There are three main aspects of building the infrastructure using IaC. Various IaC tools have different terminologies for the above concepts. However, the core of it can be safely summarized below.

  1. Source code or configuration files.
  2. Real-world infrastructure deployments.
  3. State file/database that stores the current status of deployments.

In addition, there are version control systems and team collaboration efforts that introduce some learning curve. The practices also differ for the organization-specific requirements, which often involve overarching security standards, regulatory adherence, network restrictions, etc.
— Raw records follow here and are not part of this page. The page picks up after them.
PR #296, opened 2026-09-18
[18.0][IMP] account_tax_unece: improve constrains and VATEX mapping

alexis-via:
Add char field unece_vat_exemption_reason
Add python constrain to check UNECE config
Set field unece_categ_id as required on sale VAT taxes


alexis-via:
My latest findings made me have some strong doubts about whether we should always have a BT-121 (rule G1.40+G1.41) or if BT-121 is optional when BT-120 is set (rule BR-E-10, BR-AE-10, BR-G-10, BR-IC-10, BR-O-10, BR-AF-10, BR-AG-10).

When you look at the schematron Flux10, they want both BT-121 and BT-120 (https://github.com/fnfempe/France_RFE/blob/main/FNFE_RFE_INVOICE/Flux10/Flux10.sch#L504) but when you look at the schematron Factur-X CTC, you can have either BT-120 OR BT-121 cf https://github.com/fnfempe/France_RFE/blob/main/FNFE_RFE_INVOICE/Factur-X/EN16931/schematron/FACTUR-X_EN16931.sch#L506

Until we make things clear on this topic, I pause this PR.

alexis-via:
I found the answer to my question (cf BR-FR-MAP-27/28). So it allows me to avoid adding a new field (better !) ; so this PR is now just a small improvement on the existing code.

PR #297, opened 2026-09-21
[18.0][FIX] base_bank_from_iban: catch base SchwiftyException instead of an incomplete whitelist

sergio-teruel:
_get_bank_from_iban already needed a second except added on top of the original InvalidStructure (9ccc044, InvalidChecksumDigits), and now a real-world malformed account number raises InvalidLength too. All of these inherit from schwifty.exceptions.SchwiftyException, so catch that instead of whack-a-moling individual subclasses as new malformed-input shapes turn up.

@Tecnativa TT64436

ping @carlosdauden @CarlosRoca13 @juancarlosonate-tecnativa


carlosdauden (approved):

juancarlosonate-tecnativa (approved):
LGTM

juancarlosonate-tecnativa:
Maybe it would be worth adding a test though, and forward/backporting it.

pedrobaeza (approved):
/ocabot merge patch

PR #769, opened 2022-05-11
Set default yaml.dump sort_keys to False to respect dictionary order

### LINKED ISSUE #768: Component schema property ordering regression in ApiSpec.to_yaml() method
In `apispec-5.1.1` schema property ordering in the yaml output matched the order of fields in the marshmallow schema, so long as you added a Meta() class to the schema, with an ordered=True attribute. As of `apispec-5.2.0` the marshmallow schema field ordering is no longer respected - instead the schema property ordering is always alphabetical.

My workaround is to re-implement `YamlDumper` and `_represent_dict()` functionality that was in `yaml_utils` up to `apispec-5.1.1` with an additional `add_representer()` call to ensure **OrderedDict** and **dict** instances are both ordered correctly and use this instead of the `to_yaml()` method:

```
def ordered_yaml_dump(data, stream=None, Dumper=SafeDumper, **kwds):
    class OrderedDumper(Dumper):
        pass

    def _represent_dict(dumper, data):
        return dumper.represent_mapping(yaml.resolver.BaseResolver.DEFAULT_MAPPING_TAG, data.items())

    OrderedDumper.add_representer(OrderedDict, _dict_representer)
    OrderedDumper.add_representer(dict, _dict_representer)
    return yaml.dump(data, stream, OrderedDumper, **kwds)
```
Related commit: https://github.com/marshmallow-code/apispec/commit/09dd98f26f75afefe17f22539dbedc7d64e5cb2b

vorticity:
Implemented fix proposed by @lafrech https://github.com/marshmallow-code/apispec/issues/768#issuecomment-1123292470

### DIFF
--- a/AUTHORS.rst
+++ b/AUTHORS.rst
@@ -74,4 +74,4 @@ Contributors (chronological)
 - François Magimel `<https://github.com/Linkid>`_
 - Stefan van der Walt `<https://github.com/stefanv>`_
 - `<https://github.com/kasium>`_
-- Edwin Erdmanis `@vorticity <https://github.com/vorticity>`
+- Edwin Erdmanis `@vorticity <https://github.com/vorticity>`_
--- a/AUTHORS.rst
+++ b/AUTHORS.rst
@@ -74,3 +74,4 @@ Contributors (chronological)
 - François Magimel `<https://github.com/Linkid>`_
 - Stefan van der Walt `<https://github.com/stefanv>`_
 - `<https://github.com/kasium>`_
+- Edwin Erdmanis `@vorticity <https://github.com/vorticity>`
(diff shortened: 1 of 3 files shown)


AUTHORS.rst
```diff
@@ -74,3 +74,4 @@ Contributors (chronological)
 - François Magimel `<https://github.com/Linkid>`_
 - Stefan van der Walt `<https://github.com/stefanv>`_
 - `<https://github.com/kasium>`_
+- Edwin Erdmanis `@vorticity <https://github.com/vorticity>`
```
lafrech: Missing trailing underscore.

lafrech (commented):
Thanks.

Do you think you could add a unit test for this?

AUTHORS.rst
vorticity: Good catch, thanks

lafrech (approved):
Great, thanks!

PR #778, opened 2022-07-13
Add field parameter functions

### LINKED ISSUE #500: explode and style are hardcoded in OpenAPIConverter.property2parameter

lafrech:
Add a layer above `field2property`to allow for more customization of the result.

Generalizes the `multiple`mechanism to deal with not only `List`.

There might be room for factorization with attribute functions by reworking `FieldConverterMixin` but `field2property` is also called in `fields2jsonschema` and I don't want to break something there.

Closes #500.

Still needs tests, doc, and I'd like to add an example of documenting webargs'`DelimitedList`.

### DIFF
--- a/docs/conf.py
+++ b/docs/conf.py
@@ -18,8 +18,9 @@ primary_domain = "py"
 default_role = "py:obj"
 
 intersphinx_mapping = {
-    "python": ("http://python.readthedocs.io/en/latest/", None),
-    "marshmallow": ("http://marshmallow.readthedocs.io/en/latest/", None),
+    "python": ("https://python.readthedocs.io/en/latest/", None),
+    "marshmallow": ("https://marshmallow.readthedocs.io/en/latest/", None),
+    "webargs": ("https://webargs.readthedocs.io/en/latest/", None),
 }
 
 issues_github_path = "marshmallow-code/apispec"
--- a/docs/using_plugins.rst
+++ b/docs/using_plugins.rst
@@ -295,6 +295,32 @@ method. Continuing from the example above:
 The function passed to `add_attribute_function` will be bound to the converter.
 It must accept the converter instance as first positional argument.
 
+In some rare cases, typically with container fields such as fields derived from
+:class:`List <marshmallow.fields.List>`, documenting the parameters using this
+field require some more customization.
+This can be achieved using the `add_parameter_attribute_function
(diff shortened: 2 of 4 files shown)


lafrech:
@Bangertm @sloria, I intend to merge this soon. The other v6 PRs should be easy so we're close to v6.

No pressure for a review. If you want to check this, I can wait. Otherwise, no problem.

sloria (commented):
Looks good!

Bangertm (approved):
This looks good to me.

PR #793, opened 2022-09-15
pre-commit autoupdate + update setup.cfg

lafrech:
pre-commit autoupdate + a bit of cleanup in setup.cfg

More context in https://github.com/marshmallow-code/marshmallow/pull/2051.

Removes a few ignores that don't trigger anyway.


lafrech:
CI failure about unused type:ignore might be due to the typing fix in latest marshmallow. Removing type:ignore.

PR #805, opened 2022-10-19
Add support for marshmallow.fields.Number.as_string

rockTA:
Some applications serialize decimal numbers as strings, as binary representation of floats can't be precise. However, when the OpenAPI documentation is created, this is currently not being taken into account if the `Decimal` type is used with the `as_string` option. With this change the documentation accurately represents what is being returned.


rockTA:
Push :)

lafrech (changes requested):
Thanks for contributing and sorry about the delay.

I think it would be nicer if we added a `number2properties` method overriding the output of `field2type_and_format`.

matejsp:
This PR is also missing also adding format as decimal when using number as_string.

```
      amount:
          description: Some amount
          example: '90.00'
          readOnly: true
          type: string
          format: decimal
```

PR #808, opened 2022-11-06
Remove unneeded `mock` dependency

mgorny:
Remove the `mock` dependency.  It seems that its last use was removed in 5293ab11f88f3e3662d18084327eeb697a173184, and all tests pass without it being installed.


mgorny:
(I haven't added myself to `AUTHORS` since this isn't really a code contribution ;-))

lafrech:
Good catch. Thanks.

mgorny:
Thanks!

PR #815, opened 2022-12-05
Datetime support for multiple format

TheBigRoomXXL:
Adding a function `datetime2properties` to support the differents formats of `marshamllow.field.DateTime`. 
An exemple for custom DateTime format has been added to the doc in `Using Plugins / Marshmallow Plugin`

The support for `timestamp` and `timestamp_ms` mean that DateTime type can be either "string" or "integer". Format can also have multiple values.  Because of that 2 test where modified to account for that variability: 
- `test_field2property_type`
- `test_field2property_formats`

Then 6 tests were added to test the different output of `datetime2properties`.

### DIFF
--- a/src/apispec/ext/marshmallow/field_converter.py
+++ b/src/apispec/ext/marshmallow/field_converter.py
@@ -549,7 +549,7 @@ class FieldConverterMixin:
                     "example": "1676451245.596",
                     "min": "0",
                 }
-            elif field.format ==  "timestamp_ms":
+            elif field.format == "timestamp_ms":
                 ret = {
                     "type": "number",
                     "format": "float",
--- a/src/apispec/ext/marshmallow/field_converter.py
+++ b/src/apispec/ext/marshmallow/field_converter.py
@@ -110,6 +110,7 @@ class FieldConverterMixin:
             self.list2properties,
             self.dict2properties,
             self.timedelta2properties,
+            self.datetime2properties,
         ]
 
     def map_to_openapi_type(self, field_cls, *args):
@@ -516,6 +517,53 @@ class FieldConverterMixin:
             else:
                 choices = (m.value for m in field.enum)
             ret["enum"] = [field.field._serialize(v, None, None) for v in choices]
+        return ret
+
+    def datetime2properties(self, field, **kwargs: typing.Any) -> dict:
+        """Return a dictionary of properties from :class:`DateTime <marshmallow.fields.DateTime` fields.
+
+        :param Field field: A marshmallow field.
+        :rtype: dict
+        """
+        ret = {}
+        if isinstance(field, marshmallow.fields.DateTime) and not isinstance(
+            field, marshmallow.fields.Date
+        ):
+            if field.format == "iso" or field.format is None:
+                # Will return { "type": "string", "format": "date-time" }
+                # as specified inside DEFAULT_FIELD_MAPPING
+                pass
+            elif field.format == "rfc":
+                ret = {
+                    "type": "string",
+                    "format": None,
+                    "example": "Wed, 02 Oct 2002 13:00:00 GMT",
+                    "pattern": r"((Mon|Tue|Wed|Thu|Fri|Sat|Sun), ){0,1}\d{2} "
+                    + r"(Jan|Feb|Mar|Apr|May|Jun|Jul|Aug|Sep|Oct|Nov|Dec) \d{4} \d{2}:\d{2}:\d{2} "
+                    + r"(UT|GMT|EST|EDT|CST|CDT|MST|MDT|PST|PDT|(Z|A|M|N)|(\+|-)\d{4})",
+                }
+            elif field.format == "timestamp":
+                ret = {
+                    "type": "number",
+                    "format": "float",
+                    "example": "1676451245.596",
+                    "min": "0",
+                }
+            elif field.format ==  "timestamp_ms":
+                ret = {
+                    "type": "number",
+                    "format": "float",
+                    "example": "1676451277514.654",
+                    "min": "0",
+                }
+            else:
+                ret = {
+                    "type": "string",
+                    "format": None,
+                    "pattern": field.metadata["pattern"]
+                    if field.metadata.get("pattern")
+                    else None,
+                }
         return ret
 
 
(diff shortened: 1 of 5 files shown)


TheBigRoomXXL:
I am sorry but do you need something more before merging? I don't really know why this pull request stay open if there is no problem with it.

lafrech:
Simply lack of benevolent maintainer time. Please keep this open. I just can't promise when it will be reviewed. To anyone, feel free to chime in and help with the review.

PRs that are obviously wrong are closed, PRs that are trivially good are merged. Other PRs take time to review. Sorry about that. Thanks for contributing.

Bangertm:
The one thing I'm thinking about with this code is whether it should be more closely integrated with `field2type_and_format`. The first condition is leaving the results of of `field2type_and_format` in place, which was a bit confusing when I first looked at it, because you have to scan up a few hundred lines to figure out what's going on. 

It might be better to remove `DateTime` from the field mapping and call this function from `field2type_and_format` for that special case.

TheBigRoomXXL:
@lafrech Thank you for your fast feeback, I just needed to know if there was something expected of me. 


@Bangertm  You are right, finding the result of the first condition might be a little confusing. I see two options to fix that:

1 - just add a comment explaning the expected result:
```python
if field.format == "iso" or field.format is None:
  # Will return { "type": "string", "format": "date-time" } as specified inside DEFAULT_FIELD_MAPPING
  pass
```

2 - Force the result here (as you proposed if I understood you correctly?):

```python
if field.format == "iso" or field.format is None:
ret = {
  "type": "string",
  "format": "date-time",
}
```

The funny thing is that if you do that you suddenly break the tests for date format. It looks like `isinstance(field, marshmallow.fields.DateTime)` return true if `field`  of type marshmallow.fields.Date. I guess it kind of make sense but it is a little weird and **I don't know if it's expected behavior**.

To avoid any confusion in the future, it would probably be wise to `and not isinstance(field, marshmallow.fields.Date)` to the first if statement (line 527). 

Regarding the original problem I think the option 1 is best as it doesn't break the usual flow and is still quite clear.

TheBigRoomXXL:
So I made 3 changes to the original merge request: 

- I added `and not isinstance(field, marshmallow.fields.Date )` to avoid any false positive
- I added a comment describing the output of the iso format so that it doesn't override any existing logic. 
- I changed `{"type": "integer", "format": "timestamp",}` to `{"type": "number", "format": "float",}` because marshamllow return float, not integer.

src/apispec/ext/marshmallow/field_converter.py
```diff
@@ -516,6 +517,48 @@ def enum2properties(self, field, **kwargs: typing.Any) -> dict:
...
+            elif field.format == "rfc":
+                ret = {
+                    "type": "string",
+                    "format": None,
+                    "example": "Wed, 02 Oct 2002 13:00:00 GMT",
+                    "pattern": r"((Mon|Tue|Wed|Thu|Fri|Sat|Sun), ){0,1}\d{2} "
+                    + r"(Jan|Feb|Mar|Apr|May|Jun|Jul|Aug|Sep|Oct|Nov|Dec) \d{4} \d{2}:\d{2}:\d{2} "
+                    + r"(UT|GMT|EST|EDT|CST|CDT|MST|MDT|PST|PDT|(Z|A|M|N)|(\+|-)\d{4})",
+                }
+            elif "timestamp" in field.format:
```
lafrech: I'd use strict equality, specifying both `timestamp` and `timestamp_ms`. It is clearer to read, especially the `if "_ms" in field.format` part. And more future-proof (if some other format gets added that contains `"timestamp"`.

tests/test_ext_marshmallow_field.py
```diff
@@ -26,7 +26,7 @@ def test_field2choices_preserving_order(openapi):
         (fields.Boolean, "boolean"),
         (fields.Bool, "boolean"),
         (fields.UUID, "string"),
-        (fields.DateTime, "string"),
+        (fields.DateTime, ["string", "integer"]),
```
lafrech: Why? This is overridden in `datetime2properties` for the cases other than ISO, which is string. Right? (You may want to add a comment here as well to explain that.)

src/apispec/ext/marshmallow/field_converter.py
```diff
@@ -516,6 +517,48 @@ def enum2properties(self, field, **kwargs: typing.Any) -> dict:
...
+                # as specified inside DEFAULT_FIELD_MAPPING
+                pass
+            elif field.format == "rfc":
+                ret = {
+                    "type": "string",
+                    "format": None,
+                    "example": "Wed, 02 Oct 2002 13:00:00 GMT",
+                    "pattern": r"((Mon|Tue|Wed|Thu|Fri|Sat|Sun), ){0,1}\d{2} "
+                    + r"(Jan|Feb|Mar|Apr|May|Jun|Jul|Aug|Sep|Oct|Nov|Dec) \d{4} \d{2}:\d{2}:\d{2} "
+                    + r"(UT|GMT|EST|EDT|CST|CDT|MST|MDT|PST|PDT|(Z|A|M|N)|(\+|-)\d{4})",
```
lafrech, line 543: Out of curiosity. Did you make this regex or did you get it somewhere? If so, specifying the source for further reference would be nice.

lafrech (changes requested):
Thanks! Sorry about the delay. Just a few minor questions/comments.

src/apispec/ext/marshmallow/field_converter.py
TheBigRoomXXL: Its my own. It's not perfect, there is some possible false positive. Given that this regex is only for documentation and not validation I tried to make it descriptive and relatively short (as much as possible for a regex...) 

Some examples are available [on regex101](https://regex101.com/r/hOctM6/1)

src/apispec/ext/marshmallow/field_converter.py
TheBigRoomXXL: It 's done.

TheBigRoomXXL:
Thank you for your review.  I will be more reactive this time if you need any other change!

sloria:
Made some minor fixups so this is mergeable. Thanks so much for the contribution @TheBigRoomXXL!

PR #828, opened 2023-03-06
fix: resolve refs for callbacks

codectl:
Schemas present in ```callbacks``` property in OAS3 should also be resolved to refs


lafrech (changes requested):
Looks good to me.

Although the example in https://swagger.io/docs/specification/callbacks/ don't show it explicitly, I imagine callbacks could have response schemas, perhaps also parameters (not only request body).

I believe the code would work but do you think you could complete the test to check it?

Thanks.

Also please add yourself to contributors file.

codectl:
@lafrech yep no problem

lafrech (approved):

Issue #833, opened 2023-03-30
Incorrect handling of marshmallow nested schema with allow_none=True in OpenAPI 3.1


jc-harrison:
If I define a marshmallow schema like this:
```python
from marshmallow import fields, Schema

class FooSchema(Schema):
    bar = fields.Integer(required=True)

class MySchema(Schema):
    foo = fields.Nested(FooSchema, allow_none=True)
```
it behaves as I intend - `MySchema` can load objects with a `foo` field that either matches `FooSchema` or is null, but `FooSchema` itself doesn't allow null values:
```python
>>> MySchema().loads('{"foo": {"bar": 1}}')
{'foo': {'bar': 1}}
>>> MySchema().loads('{"foo": null}')
{'foo': None}
>>> FooSchema().loads('null')
marshmallow.exceptions.ValidationError: {'_schema': ['Invalid input type.']}
```

But if I generate an API spec with this schema, using openapi version 3.1:
```python
from apispec import APISpec
from apispec.ext.marshmallow import MarshmallowPlugin

spec = APISpec(
    title="My API Spec",
    version="1.0.0",
    openapi_version="3.1.0",
    plugins=[MarshmallowPlugin()],
)
spec.components.schema("MySchema", schema=MySchema)
```
the resulting API spec is not equivalent to my marshmallow schema:
```python
>>> print(json.dumps(spec.to_dict()["components"]["schemas"], indent=2))
{
  "Foo": {
    "type": "object",
    "properties": {
      "bar": {
        "type": "integer"
      }
    },
    "required": [
      "bar"
    ]
  },
  "MySchema": {
    "type": "object",
    "properties": {
      "foo": {
        "type": [
          "null"
        ],
        "allOf": [
          {
            "$ref": "#/components/schemas/Foo"
          }
        ]
      }
    }
  }
}
```
This spec says that the value of `foo` _must_ be null, AND must be a `Foo` object, so in fact there is no valid input value here.

I think a correct spec in this instance should contain:
```
{
  "Foo": {
    "type": "object",
    "properties": {
      "bar": {
        "type": "integer"
      }
    },
    "required": [
      "bar"
    ]
  },
  "MySchema": {
    "type": "object",
    "properties": {
      "foo": {
        "anyOf": [
          {
            "$ref": "#/components/schemas/Foo"
          },
          {
            "type": "null"
          }
        ]
      }
    }
  }
}
```

I'm using apispec 6.3.0 and marshmallow 3.19.0

[...]

PR #841, opened 2023-05-25
fix: nested optionals now combine the ref with type null in anyOf

jmgoncalves:
Proposed fix for https://github.com/marshmallow-code/apispec/issues/833

 I tried to do what was described by a contributor https://github.com/marshmallow-code/apispec/issues/833#issuecomment-1494552232 but when the nullable handling is moved to after nested and pluck handling, the context seems to be different - `ret` looks like `{ '$ref': '#/components/type' }` rather than `{ 'allOf': { '$ref': '#/components/type' }, ...}`

Addressing this at the nested handling seemed more self-contained.

### DIFF
--- a/src/apispec/ext/marshmallow/field_converter.py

Thankfully, some tools ease the IaC implementation in most areas discussed here. This post highlights some of the most useful IaC tools and services in no particular order of preference.

  1. Terraform Cloud
  2. Pulumi Service
  3. AWS CloudFormation
  4. Azure Resource Manager
  5. Google Cloud Deployment Manager
  6. Ansible Automation Platform
  7. Spacelift

1. Terraform Cloud

Terraform is a well-known IaC tool used by individual developers and organizations alike. It is possible to use Terraform locally as well as remotely. Every Terraform run (plan, apply, destroy commands) deals with two things:

  1. Querying of state file information – set up locally or remotely
  2. Modification of infrastructure components

A local execution can mean that the state file is managed locally or remotely, but the execution of the desired configuration using the cloud platform APIs strictly happens on the local machine. In the case of remote execution, the state files are always stored and managed remotely, as well as the cloud platform API calls are performed on the remote system.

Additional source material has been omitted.